Re: Revised Incremental Update draft

Wendy Roome <w.roome@...>


Thanks for your comments. My responses in-line.

From: <yang.r.yang@...> on behalf of "Y. Richard Yang" <yry@...>
Date: Wed, September 23, 2015 at 16:04
To: Wendy Roome <w.roome@...>, alto-design <alto-design@...>, "alto-dev@..." <alto-dev@...>
Subject: Re: Revised Incremental Update draft

Here is some feedback:
- I liked the addition of the changes-since-00 section. It helps. I believe that it will be removed at the final stage.

Yes, I expected that. Do you think it is worth mentioning that in the section?

- Sec. 4.3: Why not use the empty event keep-alive. Does an empty event still indicate a keep alive? (xref target ) seems to be missing < 

Because the SSE specification recommends that as a keep-alive. From Section 8:

Legacy proxy servers are known to, in certain cases, drop HTTP connections after a short timeout. To protect against such proxy servers, authors can include a comment line (one starting with a ':' character) every 15 seconds or so.

I will expand Section 4.3 and say that SSE recommends sending a comment as a keep-alive every 15 seconds.

- Sec. 6: It looks to me that it is adding some command structure in the Update Stream Service. Does it help to say a few words on why in the bullet item about it in Sec. 3? Initially, I thought we assume a persistent connection setting where the client can continue to turn on and off the update streams by sending multiple requests in the same TCP connection. When reading the 3rd para of Sec. 6.3.2, it is not fully clear. Is it a new connection or the same connection? If a new connection, then due to load balancing, the request may not go to the same ALTO server. 

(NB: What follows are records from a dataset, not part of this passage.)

PR #4221, opened 2025-06-12
 addition of percent encoding for raw brackets CSM-1195

jordanTunstill:
added support for encoding of [ and ] to match similar, existing encoding for %

### DIFF
--- a/pkg/giturl/giturl.go
+++ b/pkg/giturl/giturl.go
@@ -121,6 +121,8 @@ func GenerateLink(repo, commit, file string, line int64) string {
 	// Some paths contain '%' which breaks |url.Parse| if not encoded.
 	// https://developer.mozilla.org/en-US/docs/Glossary/Percent-encoding
 	file = strings.ReplaceAll(file, "%", "%25")
+	file = strings.ReplaceAll(file, "[", "%5B")
+	file = strings.ReplaceAll(file, "]", "%5D")
 
 	switch determineProvider(repo) {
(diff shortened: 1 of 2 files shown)


abmussani:
@jordanTunstill Your changes look good. Is it possible to add some test cases? I can see there is [a test case](https://github.com/trufflesecurity/trufflehog/blob/822c3561fdd812d3a353684d081c93e9dd015814/pkg/giturl/giturl_test.go#L204) about '%' .

jordanTunstill:
@abmussani I'll add a test case today!

pkg/giturl/giturl.go
```diff
@@ -121,6 +121,8 @@ func GenerateLink(repo, commit, file string, line int64) string {
 	// Some paths contain '%' which breaks |url.Parse| if not encoded.
 	// https://developer.mozilla.org/en-US/docs/Glossary/Percent-encoding
 	file = strings.ReplaceAll(file, "%", "%25")
+	file = strings.ReplaceAll(file, "[", "%5B")
+	file = strings.ReplaceAll(file, "]", "%5D")
```
shahzadhaider1, line 125: Good catch on handling these special characters. For this kind of URL encoding, we can also use the standard library's [net/url.PathEscape()](https://pkg.go.dev/net/url#PathEscape) function instead of manually replacing special characters.

shahzadhaider1 (approved):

The stop-updates request is on a new HTTP connection. I will try to make that clearer.

I would have loved to send the stop-updates on the same stream. But I don't think that is compatible with HTTP 1.1. The de-facto convention is that the client sends all its data first, then the server sends its response. While the HTTP 1.1 spec might let us squeak around that, I think most HTTP client libraries and HTTP server frameworks enforce that convention, so a client or server might have to do their own HTTP implementation. That would make it much harder to adopt the extension.

As for a load-balanced server pool, the server which gets the stop-updates request is responsible for forwarding it to the appropriate server. For example, the stream-id could have the id of the specific server. The server which gets stop-updates simply sends a side-channel cease-and-desist order to the server handling the update stream, and then replies to the client. Note that this is a simple reply, not a HTTP redirect or some sort of TCP reconnection.

- Sec. 6.3: a small typo "stop-update" -> "stop-updates" in the third paragraph. Also, it uses a default all semantics. Thinking a bit about it, I tied "ls" under a directory. It shows all. But "rm" says that it is an error. Another piece of thought. I wonder if SSE itself does not have a command structure. 

Fixed the typo.

If you want to follow UNIX conventions, we would
    { "stop-updates": ["*"] }
to stop all updates. But that means a server cannot use * as a resource id (granted, I doubt that will bother anyone). Also, I suspect most users will want to stop all updates. I included the selective-stop for logical completeness.

So I have no problem with an empty array meaning stop-all.

I have not seen anything defining a command structure on top of SSE.